→ WORK INSTRUCTIONS:
Output each record exactly. Leave none out.

→ MATERIALS PROVIDED:

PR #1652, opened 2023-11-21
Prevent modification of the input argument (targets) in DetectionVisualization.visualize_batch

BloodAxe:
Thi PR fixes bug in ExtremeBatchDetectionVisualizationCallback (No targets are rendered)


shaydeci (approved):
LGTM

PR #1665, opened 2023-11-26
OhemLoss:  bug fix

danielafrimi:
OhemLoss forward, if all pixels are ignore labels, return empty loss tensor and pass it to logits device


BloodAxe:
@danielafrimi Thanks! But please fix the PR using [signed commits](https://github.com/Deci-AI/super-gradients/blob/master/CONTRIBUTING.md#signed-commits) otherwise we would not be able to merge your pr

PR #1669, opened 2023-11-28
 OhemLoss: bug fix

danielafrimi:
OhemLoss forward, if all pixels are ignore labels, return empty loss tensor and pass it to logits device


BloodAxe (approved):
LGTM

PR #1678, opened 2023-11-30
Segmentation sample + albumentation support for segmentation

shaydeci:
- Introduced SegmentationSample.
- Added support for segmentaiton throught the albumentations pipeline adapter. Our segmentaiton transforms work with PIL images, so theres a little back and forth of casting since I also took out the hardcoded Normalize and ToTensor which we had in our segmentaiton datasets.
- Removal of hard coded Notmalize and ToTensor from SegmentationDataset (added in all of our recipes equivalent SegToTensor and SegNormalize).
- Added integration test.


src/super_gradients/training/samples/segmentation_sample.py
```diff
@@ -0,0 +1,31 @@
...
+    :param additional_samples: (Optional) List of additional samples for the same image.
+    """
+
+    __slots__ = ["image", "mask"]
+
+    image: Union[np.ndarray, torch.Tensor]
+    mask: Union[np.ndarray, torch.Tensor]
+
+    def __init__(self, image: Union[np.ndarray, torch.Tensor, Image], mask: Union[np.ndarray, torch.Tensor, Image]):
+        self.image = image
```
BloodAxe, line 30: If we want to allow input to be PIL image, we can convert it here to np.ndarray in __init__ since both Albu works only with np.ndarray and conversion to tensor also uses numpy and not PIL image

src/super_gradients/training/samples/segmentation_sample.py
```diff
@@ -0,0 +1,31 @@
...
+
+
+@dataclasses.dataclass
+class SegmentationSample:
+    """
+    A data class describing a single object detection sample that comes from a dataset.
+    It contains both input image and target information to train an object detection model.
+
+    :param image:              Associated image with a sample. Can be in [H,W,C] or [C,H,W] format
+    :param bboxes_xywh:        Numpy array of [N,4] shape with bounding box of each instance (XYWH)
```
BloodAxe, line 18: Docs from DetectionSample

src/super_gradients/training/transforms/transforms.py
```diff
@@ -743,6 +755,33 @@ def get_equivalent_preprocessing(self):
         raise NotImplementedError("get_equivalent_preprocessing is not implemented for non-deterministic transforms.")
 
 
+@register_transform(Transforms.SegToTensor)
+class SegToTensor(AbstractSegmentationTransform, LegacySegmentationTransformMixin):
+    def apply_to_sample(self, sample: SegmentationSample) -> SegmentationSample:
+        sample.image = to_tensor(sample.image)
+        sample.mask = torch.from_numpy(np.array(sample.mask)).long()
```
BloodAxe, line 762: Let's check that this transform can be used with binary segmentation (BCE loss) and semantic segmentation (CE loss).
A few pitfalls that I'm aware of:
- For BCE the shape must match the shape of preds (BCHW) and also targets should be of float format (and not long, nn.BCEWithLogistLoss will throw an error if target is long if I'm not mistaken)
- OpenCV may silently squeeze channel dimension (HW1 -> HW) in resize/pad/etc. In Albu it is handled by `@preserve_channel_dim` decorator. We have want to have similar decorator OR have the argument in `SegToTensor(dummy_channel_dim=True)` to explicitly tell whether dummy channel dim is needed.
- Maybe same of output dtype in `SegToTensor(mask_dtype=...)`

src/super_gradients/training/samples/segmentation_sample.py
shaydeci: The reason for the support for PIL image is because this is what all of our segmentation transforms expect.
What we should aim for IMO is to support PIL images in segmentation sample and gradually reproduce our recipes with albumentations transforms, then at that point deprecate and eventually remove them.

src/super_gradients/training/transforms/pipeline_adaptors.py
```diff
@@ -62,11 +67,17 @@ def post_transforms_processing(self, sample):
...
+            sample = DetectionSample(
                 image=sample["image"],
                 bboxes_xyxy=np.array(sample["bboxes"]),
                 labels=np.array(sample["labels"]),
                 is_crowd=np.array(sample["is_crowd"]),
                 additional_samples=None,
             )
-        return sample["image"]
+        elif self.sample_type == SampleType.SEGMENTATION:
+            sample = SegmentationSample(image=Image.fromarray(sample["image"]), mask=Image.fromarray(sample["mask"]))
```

→ WRITTEN SOLUTION:
PR #1652, opened 2023-11-21
Prevent modification of the input argument (targets) in DetectionVisualization.visualize_batch

BloodAxe:
Thi PR fixes bug in ExtremeBatchDetectionVisualizationCallback (No targets are rendered)


shaydeci (approved):
LGTM

PR #1665, opened 2023-11-26
OhemLoss:  bug fix

danielafrimi:
OhemLoss forward, if all pixels are ignore labels, return empty loss tensor and pass it to logits device


BloodAxe:
@danielafrimi Thanks! But please fix the PR using [signed commits](https://github.com/Deci-AI/super-gradients/blob/master/CONTRIBUTING.md#signed-commits) otherwise we would not be able to merge your pr

PR #1669, opened 2023-11-28
 OhemLoss: bug fix

danielafrimi:
OhemLoss forward, if all pixels are ignore labels, return empty loss tensor and pass it to logits device


BloodAxe (approved):
LGTM

PR #1678, opened 2023-11-30
Segmentation sample + albumentation support for segmentation

shaydeci:
- Introduced SegmentationSample.
- Added support for segmentaiton throught the albumentations pipeline adapter. Our segmentaiton transforms work with PIL images, so theres a little back and forth of casting since I also took out the hardcoded Normalize and ToTensor which we had in our segmentaiton datasets.
- Removal of hard coded Notmalize and ToTensor from SegmentationDataset (added in all of our recipes equivalent SegToTensor and SegNormalize).
- Added integration test.


src/super_gradients/training/samples/segmentation_sample.py
```diff
@@ -0,0 +1,31 @@
...
+    :param additional_samples: (Optional) List of additional samples for the same image.
+    """
+
+    __slots__ = ["image", "mask"]
+
+    image: Union[np.ndarray, torch.Tensor]
+    mask: Union[np.ndarray, torch.Tensor]
+
+    def __init__(self, image: Union[np.ndarray, torch.Tensor, Image], mask: Union[np.ndarray, torch.Tensor, Image]):
+        self.image = image
```
BloodAxe, line 30: If we want to allow input to be PIL image, we can convert it here to np.ndarray in __init__ since both Albu works only with np.ndarray and conversion to tensor also uses numpy and not PIL image

src/super_gradients/training/samples/segmentation_sample.py
```diff
@@ -0,0 +1,31 @@
...
+
+
+@dataclasses.dataclass
+class SegmentationSample:
+    """
+    A data class describing a single object detection sample that comes from a dataset.
+    It contains both input image and target information to train an object detection model.
+
+    :param image:              Associated image with a sample. Can be in [H,W,C] or [C,H,W] format
+    :param bboxes_xywh:        Numpy array of [N,4] shape with bounding box of each instance (XYWH)
```
BloodAxe, line 18: Docs from DetectionSample

src/super_gradients/training/transforms/transforms.py
```diff
@@ -743,6 +755,33 @@ def get_equivalent_preprocessing(self):
         raise NotImplementedError("get_equivalent_preprocessing is not implemented for non-deterministic transforms.")
 
 
+@register_transform(Transforms.SegToTensor)
+class SegToTensor(AbstractSegmentationTransform, LegacySegmentationTransformMixin):
+    def apply_to_sample(self, sample: SegmentationSample) -> SegmentationSample:
+        sample.image = to_tensor(sample.image)
+        sample.mask = torch.from_numpy(np.array(sample.mask)).long()
```
BloodAxe, line 762: Let's check that this transform can be used with binary segmentation (BCE loss) and semantic segmentation (CE loss).
A few pitfalls that I'm aware of:
- For BCE the shape must match the shape of preds (BCHW) and also targets should be of float format (and not long, nn.BCEWithLogistLoss will throw an error if target is long if I'm not mistaken)
- OpenCV may silently squeeze channel dimension (HW1 -> HW) in resize/pad/etc. In Albu it is handled by `@preserve_channel_dim` decorator. We have want to have similar decorator OR have the argument in `SegToTensor(dummy_channel_dim=True)` to explicitly tell whether dummy channel dim is needed.
- Maybe same of output dtype in `SegToTensor(mask_dtype=...)`

src/super_gradients/training/samples/segmentation_sample.py
shaydeci: The reason for the support for PIL image is because this is what all of our segmentation transforms expect.
What we should aim for IMO is to support PIL images in segmentation sample and gradually reproduce our recipes with albumentations transforms, then at that point deprecate and eventually remove them.

src/super_gradients/training/transforms/pipeline_adaptors.py
```diff
@@ -62,11 +67,17 @@ def post_transforms_processing(self, sample):
...
+            sample = DetectionSample(
                 image=sample["image"],
                 bboxes_xyxy=np.array(sample["bboxes"]),
                 labels=np.array(sample["labels"]),
                 is_crowd=np.array(sample["is_crowd"]),
                 additional_samples=None,
             )
-        return sample["image"]
+        elif self.sample_type == SampleType.SEGMENTATION:
+            sample = SegmentationSample(image=Image.fromarray(sample["image"]), mask=Image.fromarray(sample["mask"]))
```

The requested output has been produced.